The reasoning for subsequent calculations of both ANI and conserved DNA values is that Mash distance values correlate well with ANI values for closely related genomes but the same is not true for conserved DNA values. A kmer fingerprint-based comparison alone cannot distinguish if a kmer is missing due to a SNP, for instance or a lack of the kmer-comprising subsequence. As DNA conservancy (next to DNA identity) is very important for many kinds of analyses, e.g. reference based SNP detections, ranking potential reference genomes based on a mash distance alone is often not sufficient in order to select the most appropriate reference genomes. If desired, ANI and conserved DNA values can be computed bidirectionally.
Input & Output
Input:
Path to a taxon database and a draft or finished genome in fasta format:
$ referenceseeker ~/bacteria GCF_000013425.1.fna
Output:
Tab separated lines to STDOUT comprising the following columns:
Unidirectionally (query -> references):
- RefSeq Assembly ID
- Mash Distance
- ANI
- Conserved DNA
- NCBI Taxonomy ID
- Assembly Status
- Organism
#ID Mash Distance ANI Con. DNA Taxonomy ID Assembly Status Organism
GCF_000013425.1 0.00000 100.00 100.00 93061 complete Staphylococcus aureus subsp. aureus NCTC 8325
GCF_001900185.1 0.00002 100.00 99.89 46170 complete Staphylococcus aureus subsp. aureus HG001
GCF_900475245.1 0.00004 100.00 99.57 93061 complete Staphylococcus aureus subsp. aureus NCTC 8325 NCTC8325
GCF_001018725.2 0.00016 100.00 99.28 1280 complete Staphylococcus aureus FDAARGOS_10
GCF_003595465.1 0.00185 99.86 96.81 1280 complete Staphylococcus aureus USA300-SUR6
GCF_003595385.1 0.00180 99.87 96.80 1280 complete Staphylococcus aureus USA300-SUR2
GCF_003595365.1 0.00180 99.87 96.80 1280 complete Staphylococcus aureus USA300-SUR1
GCF_001956815.1 0.00180 99.87 96.80 46170 complete Staphylococcus aureus subsp. aureus USA300_SUR1
...
Bidirectionally (query -> references [QR] & references -> query [RQ]):
- RefSeq Assembly ID
- Mash Distance
- QR ANI
- QR Conserved DNA
- RQ ANI
- RQ Conserved DNA
- NCBI Taxonomy ID
- Assembly Status
- Organism
#ID Mash Distance QR ANI QR Con. DNA RQ ANI RQ Con. DNA Taxonomy ID Assembly Status Organism
GCF_000013425.1 0.00000 100.00 100.00 100.00 100.00 93061 complete Staphylococcus aureus subsp. aureus NCTC 8325
GCF_001900185.1 0.00002 100.00 99.89 100.00 99.89 46170 complete Staphylococcus aureus subsp. aureus HG001
GCF_900475245.1 0.00004 100.00 99.57 99.99 99.67 93061 complete Staphylococcus aureus subsp. aureus NCTC 8325 NCTC8325
GCF_001018725.2 0.00016 100.00 99.28 99.95 98.88 1280 complete Staphylococcus aureus FDAARGOS_10
GCF_001018915.2 0.00056 99.99 96.35 99.98 99.55 1280 complete Staphylococcus aureus NRS133
GCF_001019415.2 0.00081 99.99 94.47 99.98 99.36 1280 complete Staphylococcus aureus NRS146
GCF_001018735.2 0.00096 100.00 94.76 99.98 98.58 1280 complete Staphylococcus aureus NRS137
GCF_003354885.1 0.00103 99.93 96.63 99.93 96.66 1280 complete Staphylococcus aureus 164
...
Installation
ReferenceSeeker can be installed via Conda and Git(Hub).

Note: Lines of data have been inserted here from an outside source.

PR #989, opened 2016-06-13
update to SparkPost's mailserver

maco:
I've already pressed the buttons in Heroku to make it go. There is an open question of whether the API key Heroku generated will work. If not, I have the one SP generated, and we can swap that out in Heroku's config without needing another code push. That's something to check on staging.

### DIFF
--- a/config/environments/production.rb
+++ b/config/environments/production.rb
@@ -69,15 +69,15 @@ Growstuff::Application.configure do
   # Growstuff configuration
   config.action_mailer.default_url_options = { host: 'growstuff.org' }
 
-  config.action_mailer.smtp_settings = {
-      port: '587',
-      address: 'smtp.mandrillapp.com',
-      user_name: ENV['GROWSTUFF_MANDRILL_USERNAME'],
-      password: ENV['GROWSTUFF_MANDRILL_APIKEY'],
-      domain: 'heroku.com',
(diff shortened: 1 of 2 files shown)


config/environments/production.rb
```diff
@@ -69,15 +69,15 @@
...
 
-  config.action_mailer.smtp_settings = {
-      port: '587',
-      address: 'smtp.mandrillapp.com',
-      user_name: ENV['GROWSTUFF_MANDRILL_USERNAME'],
-      password: ENV['GROWSTUFF_MANDRILL_APIKEY'],
-      domain: 'heroku.com',
-      authentication: :plain
+  ActionMailer::Base.smtp_settings = {
+      port:                 ENV['SPARKPOST_SMTP_PORT'],
```
pozorvlak: We've been using the convention that all Growstuff-related environment variables (which should at least include our SparkPost username and password) should have the prefix GROWSTUFF_.

Also, these environment variables should be documented in config/environment.yml.example.

maco: These var names are auto-generated when you turn on the SparkPost plugin in Heroku. Should I still go rename them all?

pozorvlak: Hmmm, maybe not. But please add a followup patch documenting them in application.yml.example.

PR #990, opened 2016-06-15
don't override our environment email settings with plain old sendmail

maco:
We were actually trying to send from the local server instance's install of sendmail

### DIFF
--- a/config/application.rb
+++ b/config/application.rb
@@ -82,12 +82,6 @@ module Growstuff
       g.javascripts      false
     end
 
-    config.action_mailer.delivery_method = :sendmail
-      config.action_mailer.sendmail_settings = {
-        location: '/usr/sbin/sendmail',
-        arguments: '-i -t',
-        openssl_verify_mode: 'none'
-      }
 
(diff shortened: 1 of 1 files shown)


pozorvlak:
Looks like that code's been in there since 2012 - how did email ever work?

maco:
How email ever worked: our SPF record appears to say something along the
lines of "and any IP address heroku could ever possibly use is fine too" so
uh...i'll be fixing that.

pozorvlak:
I'm still confused, though:

```
$ heroku run --app=growstuff-staging ls -l /usr/sbin/sendmail
ls: cannot access /usr/sbin/sendmail: No such file or directory
$ heroku run --app=growstuff-prod ls -l /usr/sbin/sendmail
ls: cannot access /usr/sbin/sendmail: No such file or directory
```

So there isn't a `/usr/sbin/sendmail` on either our production or staging environments. Unless that's only become true recently, I don't think we can have been using sendmail to send out email.

maco:
Maybe heroku did recently remove it *shrug*

PR #979, opened 2016-06-08
Install PhantomJS 2.1.1 on Travis-CI

pozorvlak:
I've found it to be much more stable locally - hopefully it will help with our flaky CI issues (#901).

The travis_phantomjs directory is cached, so we should only have to download and unpack PhantomJS the first time.

Code mostly cargo-culted from
https://github.com/mitchlloyd/ember-orbit/commit/9d3afe3d0434d9e3572e018d65ea96857fe5fa25

PR #996, opened 2016-06-17
Block external URLs in feature tests

pozorvlak:
[StackOverflow](http://stackoverflow.com/a/36003988) and [GitHub commenters](https://github.com/teampoltergeist/poltergeist/issues/375#issuecomment-42620085) suggested that this might help with our intermittent "Request to http://localhost:8081 failed to reach server, check DNS and/or server status" errors in CI - the theory being that the error message is misleading, and it's actually a daughter request to an external service timing out. Seems worth a shot. It also ought to speed up testing, but the effect is slight (10s out of 3.5 minutes) on my machine.

I've blacklisted the URLs I could find in app/views or by tcpdumping a test run, because I couldn't get URL whitelisting to work.

### DIFF
--- a/spec/rails_helper.rb
+++ b/spec/rails_helper.rb
@@ -101,4 +101,14 @@ RSpec.configure do |config|
 
   # Allow just create(:factory) instead of needing to specify FactoryGirl.create(:factory)
   config.include FactoryGirl::Syntax::Methods
+
+  # Prevent Poltergeist from fetching external URLs during feature tests
+  config.before(:each, js: true) do
+    page.driver.browser.url_blacklist = [
+      'gravatar.com',
+      'mapbox.com',
+      'okfn.org',
+      'googlecode.com',
+    ]
+  end
 end


pozorvlak:
I'm going to re-run this until one of the following happens:

 - it becomes clear that we haven't fixed the problem
 - we demonstrate that we have, at at least the 5% significance level
 - I get bored.

Results:
1. passed!
2.
3.
4.
5.
6.
7.
8.
9.
10.
11.
12.
13.
14.
15.

pozorvlak:
OK, this isn't a total cure. But that's a [much lower false-negative rate than we had before](https://github.com/Growstuff/growstuff/pull/979), so I think it's still worth merging this.

pozorvlak:
Remembered that I'd failed to block `googlecode.com`. Aaargh. Really not sure I can be arsed to re-run the tests twenty times again.

pozorvlak:
1. passed!
2.

CloCkWeRX:
I'm good with this - for those services, if anything is critical, we should either build or find an existing fake we can use.

Issue #1006, opened 2016-06-20
readme irc server needs clarification


ctlewitt:
Specifying "irc.freenode.net" instead of "Freenode" in the README.md will help clarify for new IRC users where to find the chat server.

PR #1007, opened 2016-06-20
issue #1006: change "Freenode" to "irc.freenode.net" in README.md

ctlewitt:
Changed reference to "Freenode" to "irc.freenode.net" in README.md for clarification for newcomers to IRC.

### DIFF
--- a/CONTRIBUTORS.md
+++ b/CONTRIBUTORS.md
@@ -69,3 +69,4 @@ submit the change with your pull request.
 - DV Dasari / [dv2](https://github.com/dv2)
 - Eric Tillberg / [Thrillberg](https://github.com/Thrillberg)
 - Lucas Nogueira / [lucasnogueira](https://github.com/lucasnogueira)
+- Charley Lewittes / [ctlewitt](https://github.com/ctlewitt)
--- a/README.md
+++ b/README.md
@@ -20,7 +20,7 @@ encourage participation from people of all backgrounds and skill levels.
 * [Issues](http://github.com/Growstuff/growstuff/issues) (features we're
   working on, known bugs, etc)
 * [Discussion forums](http://talk.growstuff.org/) (design ideas, planning releases)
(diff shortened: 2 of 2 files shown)


CloCkWeRX:
WE HAVE A FREENODE CHANNEL!?!!?!?!

More seriously, want to make that a link ( irc://irc.freenode.net/growstuff ) or something similar as well; so it's even easier?

pozorvlak:
@CloCkWeRX we didn't tell you about it? \*smacks forehead\* We thought you knew about it but didn't use IRC...

@ctlewitt Good catch, but as @CloCkWeRX says a link would be even better. And please add yourself to CONTRIBUTORS.md!

cesy:
Adding cross-reference in the comments because for some reason Github doesn't pick it up from the subject of a pull request, only the description or comments: #1006.

ctlewitt:
Okay, so I'm super new to IRC.  Do most people use a web browser to view IRC?  Like this:
https://webchat.freenode.net/
(The link above didn't work for me, so I ended up with a Google search that took me there.  Does  irc://irc.freenode.net/growstuff or something related work for you?)  

Otherwise, I found downloading an IRC client and then going to channel #growstuff on the irc.freenode.net network helpful.  

I think the former has a lower barrier to entry, but  neither seems to give me any history if I log off and then log on again later.

cesy:
People vary - some use a web browser, many use a client of some sort. For history, some people leave a client running all the time, or do something like screen+irssi, others have a bot that logs channel history somewhere. The web link has the lowest barrier to entry, as you say, and Gitter is also a low barrier to entry for people who aren't used to IRC.

maco:
If you're running a Linux desktop, the irc:// type link will probably
launch the default IRC client. On Windows and Mac, though, IRC clients
aren't part of a default install and so much less commonly used, that the
browsers don't have irc:// handlers configured by default. The https://
link is better since it'll work for anyone who doesn't have an IRC client
set up yet.

cesy:
Build failed with localhost intermittent issue, so restarted it.

PR #1008, opened 2016-06-21
Check for "forgot to commit Gemfile.lock" in CI

pozorvlak:
Quick-and-dirty script to catch an error we've missed a couple of times in code review, but which is not (AFAICT) covered by any of our existing checkers. Inspired by the following posts:

 - https://zachholman.com/posts/how-github-writes-blog-posts/
 - https://zachholman.com/talk/move-fast-break-nothing/

### DIFF
--- a/.travis.yml
+++ b/.travis.yml
@@ -12,6 +12,7 @@ rvm:
 before_script:
 - psql -c 'create database growstuff_test;' -U postgres
 script:
+- script/gemfile_check
 - bundle exec rake db:migrate --trace
 - bundle exec rspec spec/
 services:
--- a/script/gemfile_check
+++ b/script/gemfile_check
@@ -1,0 +1,9 @@
+#!/usr/bin/env ruby
+
+require 'set'
+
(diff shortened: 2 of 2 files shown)


pozorvlak:
Tested by #1009, which should fail CI if this works.

pozorvlak:
#1009 failed CI, as expected.

pozorvlak:
BTW, it's occasionally legit to commit changes to `Gemfile.lock` but not to `Gemfile` - this happens when you run `bundle upgrade`.

pozorvlak:
Note that we're hard-coding the target branch to `dev`. This shouldn't be a problem since all PRs to `master` should first go through `dev`, but we may in future want to get the name of the target branch for such checks. This turns out to be [annoyingly nontrivial](https://graysonkoonce.com/getting-the-current-branch-name-during-a-pull-request-in-travis-ci/).

pozorvlak:
Though on the upside, that would also give us access to lots of information about the pull request, enabling checks for things like "is the author listed in `CONTRIBUTORS.md`?"

PR #1407, opened 2017-10-20
Dev is almost always on port 3000

Br3nda:
The links on letter opener currently have port 8080. I don't know what this project has those - the default port for those running rails in dev is port 3000.
Let's fix up to match what I think most people are doing.


pozorvlak:
Unicorn listens on port 8080 by default - is anyone using that in development? I was for a while but now mostly use `rails s`. I think we can configure Unicorn to listen on port 3000 in development, but can't work out how right now. Docs are [here](https://bogomips.org/unicorn/).

pozorvlak:
```
Failures:
  1) Notifications GET /notifications works! (now write some real specs)
     Failure/Error: response.status.should be(302)
     
       expected #<Integer:605> => 302
            got #<Integer:401> => 200
     
       Compared using equal?, which compares object identity,
       but expected and actual are not the same object. Use
       `expect(actual).to eq(expected)` if you don't care about
       object identity in this example.
     # ./spec/requests/notifications_spec.rb:9:in `block (3 levels) in <top (required)>'
```

Whaaaaaaaaa?

Br3nda:
Restated the Travis job and it passes

PR #1412, opened 2017-10-22
Basic read only api  - members, gardens, plantings, crops, photos, harvests, seeds

### LINKED ISSUE #582: Implement v1 crop API

### LINKED ISSUE #583: Implement v1 planting, harvest, and seed API endpoints
Based on discussions with developers, implement improved v1 planting/harvest/seed API endpoints, remedying any known problems with v0.

Br3nda:
I've marked all resources as immutable, so this is a read-only API adhering to rest and JSON API spec.

The gems available for authorization when modifying data are all based on pundit, so we should either roll our own or switch to Pundit. (i'd prefer we switched to Pundit because it gives more control and is easier to configure/understand).

fixes #583 
fixes #582
fixes #583
fixes #384

- [x] members specs
- [x] gardens specs
- [x] Plantings specs
- [x] crops specs
- [x] photos specs
- [x] harvests specs
- [x] seeds specs


Br3nda:
`Your bundle is locked to factory_girl (4.8.2), but that version could not be`....

something odd is going on - maybe a version got pulled.

Br3nda:
Looks like that's the last version
```
4.8.2 (October 20, 2017)
  Rename factory_girl_rails to factory_bot_rails
```
https://github.com/thoughtbot/factory_bot_rails/blob/master/NEWS

Good rename! i'll log an issue for us to migrate - in the mean time i've put the Gemfile.lock back to 4.8.0

Br3nda:
I have begun writing from request specs for these.

pozorvlak:
It would be nice to DRY this up further if possible. Is there any way the resources could be derived from the models, or from annotations on the models?

Br3nda:
The idea is that you don't automatically put everything on the model into the resources:
"Any of a resource’s attributes that are accessible must be explicitly declared. "
http://jsonapi-resources.com/v0.9/guide/resources.html#Attributes

This becomes useful when you get to v2 of the API, where relationships have changed, but the v1 API remains the same.

I don't think we can move this to annotations in the model files without straying into an unsupported way of using JSON API gem and making the model files complex.

It seems good to me that the attributes exposed are explicitly mentioned, not magically appearing, so save us making a terrible security mistake one day.

pozorvlak:
OK, makes sense. Can you add some tests to cover the other resource types?

Br3nda:
Sure thing - i'll make a bunch more request specs.

Br3nda:
Couple more request spec files to go

PR #1416, opened 2017-10-23
All crop photos

### LINKED ISSUE #514: Crop photos should include harvest photos
Crops currently show photos of plantings (eg. at the top of the crop detail page, in the crop thumbnail, etc). We should judiciously display a mixture of harvest and planting photos as appropriate. 

For instance, in the crop thumbnail, harvest photos are probably more distinctive.

On the crop detail page, we should show a mixture of both.

Br3nda:
crops#show has only the 3 most recent photos, even though we have much more
This adds a link to crop/photos, so the rest of the photos can be found

also fixes #514


app/views/crops/_photos.html.haml
```diff
@@ -1,5 +1,15 @@
+%h2 Photos of #{crop.name} harvests
+.row
+  - unless crop.harvest_photos.empty?
```
pozorvlak: Should we have some "nothing to show here" text if `harvest_photos` is empty? I guess it's consistent with what's there already, so if we're going to change it we should do so separately.

PR #1418, opened 2017-10-23
Randomise the crops on the homepage

### LINKED ISSUE #1331: home page crops never change

Br3nda:
fixes #1331


app/models/crop.rb
```diff
@@ -106,6 +106,10 @@ class Crop < ActiveRecord::Base
     end
   end
 
+  def harvest_photos
```
pozorvlak: I think this method belongs in #1416?

Br3nda:
Thanks for the reviews @pozorvlak . I've fixed up this PR to be a one liner.

PR #1436, opened 2017-11-06
Cropname on photos new - fixes #1433

### LINKED ISSUE #1433: Photos#new doesn't say which item you're adding the photo to
For those with short memory spans, it's easy to forget what you were adding a photo to.

logangingerich:
Adds a subheader to Photos#New that says "Choose Photo for ____" with the name of the item that you are adding to. 
screen shot 2017-11-06 at 7 47 11 am

fixes  #1433


logangingerich:
For some reason the failing tests here weren’t showing up for me locally, I’ll probably need to make some adjustments..

Br3nda:
Can it be more than the crop name? You're adding the photo to a planting or harvest or garden.

There is the item type and the item id already in the #new method, can you look up the item and then use the `.to_s` to display it?

app/controllers/photos_controller.rb
```diff
@@ -19,8 +19,9 @@ def index
   def new
     @type = params[:type]
     @id = params[:id]
-
     @photo = Photo.new
+    planting = Planting.find @id
```
Br3nda: It might not be a planting. It might be a garden

There's some code later in the same file, that turns the item type and id into the model itself
`
    item_class = Growstuff::Constants::PhotoModels.get_item(params[:type])
    item = item_class.find_by!(id: params[:id], owner_id: current_member.id)
`
That'll look up the actual model, whatever type it is.

logangingerich:
Ah, good to know. I was thinking photos were just on planting’s, so that’s where I was going wrong. I’ll try to get this updated as soon as possible

app/controllers/photos_controller.rb
```diff
@@ -21,6 +21,8 @@ def new
     @id = params[:id]
 
     @photo = Photo.new
+    item_class = Growstuff::Constants::PhotoModels.get_item(params[:type])
```
Br3nda: this is good -- do you think it can go into a method and the code be called from 2 places, instead of it repeating?

logangingerich: Definitely! I will refactor it soon.

pozorvlak:
It looks like the headless-browser tests are failing on Travis: have you [installed PhantomJS](https://github.com/teampoltergeist/poltergeist#installing-phantomjs)? We're using version 2.1.1.

We should probably document that as an optional dependency :-/

logangingerich:
I haven't yet install PhantomJS but I will definitely do that when I start working on the refactoring mentioned above!

Br3nda:
```
  2) PhotosController GET new assigns a planting id
     Failure/Error: @item = item_class.find_by!(id: params[:id], owner_id: current_member.id)
     
     ActiveRecord::RecordNotFound:
       Couldn't find Planting
     #
``` 
 The specs are probably not passing in a real id for the type. That's what is causing the page to break.

logangingerich:
Just wanted to let you know I'm still working on this. I've done some refactoring but am trying to figure out how to update the specs here to accurately test things with my changes (as @Br3nda says, they're currently not passing in a real id for the type)

pozorvlak:
@logangingerich no problem, thanks for letting us know :-)

logangingerich:
I'm not sure why I'm still failing the test: `rspec ./spec/features/signout_spec.rb:16 # signout after signout, redirect to signin page if page needs authentication` Seems completely unrelated to the changes I made but I'll keep working on it.

pozorvlak:
@logangingerich thanks for chipping away at this, and I'm sorry it's being frustrating!

Br3nda:
i'm getting the same error on your branch
```
Finished in 4 minutes 57.1 seconds (files took 7.26 seconds to load)
1505 examples, 1 failure, 2 pending
Failed examples:
rspec ./spec/features/signout_spec.rb:16 # signout after signout, redirect to signin page if page needs authentication
```

and i'm not sure why, but we'll need to work it out before we can merge

Br3nda:
debugging that
```
   30:       def self.get_item(type)
   31:         byebug
=> 32:         class_name = ALL.select do |model|
   33:           model[:type] == type
   34:         end[0][:class]
   35:         class_name.constantize
   36:       end

```
the variable named `type` passed in is `nil`

Br3nda:
this new change throws an exception when there's no id+type passes for photos#new

the existing signout spec visits visit "/photos/new", which works with the current code but doesn't make sense (you can't create a photo without an associated model, so users shouldn't be able to just navigate to photos/new).

logangingerich:
Thanks for working on this! I was a bit lost on how to fix it to pass the spec.

Br3nda:
one more spec.

Br3nda:
i've cleaned up some mess in the controller and the specs -- so it's passing now.  I added a feature spec.

there's some parts of the haml that @pozorvlak has commented on that still can be made simpler and less confusing.

Issue #1099, opened 2016-11-30
Deployment happens twice per merge


pozorvlak:
Both the ElasticSearch and non-ElasticSearch builds deploy on success; we should only deploy once (probably from the ElasticSearch build)?

Br3nda:
Are you heroku pipelines to deploy?

pozorvlak:
No, we're using [Travis CI's deployment hook](https://docs.travis-ci.com/user/deployment/heroku/).

Br3nda:
Okay. Maybe pipelines will help. I've used in @WhareHauora

PR #1439, opened 2017-11-09
Release 32

Br3nda:
For Friday 10 November


pozorvlak:
The Travis "static checks" build failed on the dev branch, with a Heroku error (from memory, something about only being able to run one Free-size dyno). I guess I should fix #1099, huh...

PR #1444, opened 2017-11-11
Release 33

Br3nda:
Planned for Friday 17/11.


Br3nda:
When this is merged, use "rebase and merge". Then we don't get the extra commit in master.

PR #1445, opened 2017-11-12
planting owner needs to match garden owner

### LINKED ISSUE #503: Refactor: "let" in rspec tests

### LINKED ISSUE #1342: Planting has different owner to its garden
The way factoryGirl creates models in our spec means many are running with member1 owning the Garden and member2 owning the planting in that garden.

This is an invalid state for plantings to be in. -- and we may be missing strange data interactions that are possible because of this

I propose we add validations to not allow a planting to have a different owner to its garden.
I'd like to go even further and have a planting delegate it's owner to it's Garden.

We never have plantings that aren't in a garden.

Br3nda:
it doesn't make a lot of sense for a planting to be in someone else's garden.
and it doesn't make sense to harvest from someone else's planting.

the UI doesn't let you do that, so the spec shouldn't be running in this way either.

I've introduced more of the `let` syntax too

fixes #1342 
fixes #503


spec/models/planting_spec.rb
```diff
@@ -148,12 +151,6 @@ def one_hundred_day_old_planting
     planting.owner.should be_an_instance_of Member
   end
 
-  it "owner isn't necessarily the garden owner" do
```
Br3nda: This test hints that plantings in someone else's garden were an allowed feature... not sure why.

cesy:
The only thing to consider here is community gardens, where the garden is owned by a community group and individual plantings may be owned by members of that group - it's something we always hoped to do, but haven't built yet. So let's bear that in mind to make this future-proof if possible, but your logic and description is right for now.

Br3nda:
We'd need a bigger permissions overhaul. I think a member to gardens permissions system. That would be a cool feature. Is there an existing story for that?

CloCkWeRX:
Raised a very large feature via #1451 for community gardens

Br3nda:
Can we merge this? It makes the plantings in our specs have  the same owner as their gardens finally, making them valid tests

PR #1449, opened 2017-11-13
Don't show lifespan of perennials

### LINKED ISSUE #1440: Median lifespan of perennial plants needs to include those that not finished
Right now the strawberries lifespans is showing "15 days" because it only includes finished plants in the calculation, and the finished strawberry plants are all failed crops.
http://www.growstuff.org/crops/strawberry

Median lifespan of perennial plants needs to include those that not finished?
Alternatively we don't display the lifespan of perennials.

Br3nda:
fixes #1440


Br3nda:
```
Errors on modified lines:
/home/travis/build/Growstuff/growstuff/app/models/crop.rb:1:1: C: Metrics/ClassLength: Class has too many lines. [181/179]
```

In either case, a taxon database must be downloaded which we provide for download at Zenodo: For more information scroll to Databases.
Conda / BioConda
The preferred way to install and run ReferenceSeeker is Conda using the Bioconda channel:
$ conda install -c conda-forge -c bioconda -c defaults referenceseeker
$ referenceseeker --help
GitHub
Alternatively, you can use this raw GitHub repository:
- install necessary Python dependencies (if necessary)
- clone the latest version of the repository
- download and extract a databases
$ pip3 install --user biopython
$ git clone https://github.com/oschwengers/referenceseeker.git
$ ./referenceseeker/bin/referenceseeker --help
Test
To test your installation we prepared a tiny mock database comprising 4 Salmonella spp
genomes
and a query assembly (SRA: SRR498276) in the tests
directory:
$ git clone https://github.com/oschwengers/referenceseeker.git
$
$ # BioConda installation
$ referenceseeker referenceseeker/tests/db referenceseeker/tests/Salmonella_enterica_CFSAN000189.fasta
$
$ # GitHub installation
$ ./referenceseeker/bin/referenceseeker referenceseeker/tests/db referenceseeker/tests/Salmonella_enterica_CFSAN000189.fasta
Expected output:
#ID Mash Distance ANI Con. DNA Taxonomy ID Assembly Status Organism
GCF_000439415.1 0.00003 100.00 99.55 1173427 complete Salmonella enterica subsp. enterica serovar Bareilly str. CFSAN000189
GCF_002760915.1 0.01000 99.00 89.86 149539 complete Salmonella enterica subsp. enterica serovar Enteritidis 56-3991
GCF_900205275.1 0.01522 98.61 83.13 90370 complete Salmonella enterica subsp. enterica serovar Typhi
Usage
Usage:
usage: referenceseeker [--crg CRG] [--ani ANI] [--conserved-dna CONSERVED_DNA]
[--unfiltered] [--bidirectional] [--help] [--version]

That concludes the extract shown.